- _Task requirements_:
Scan the material for "deviation". Copy every line it appears in.

- _Dataset excerpt_:
· · · ·
PR #1154, opened 2021-09-15
Bug fix of memory overflow when calculating model deviation

Ericwang6:
Calculate model deviation frame by frame to avoid memory overflow problems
· · · ·
- _Answer for the task_:
Bug fix of memory overflow when calculating model deviation
Calculate model deviation frame by frame to avoid memory overflow problems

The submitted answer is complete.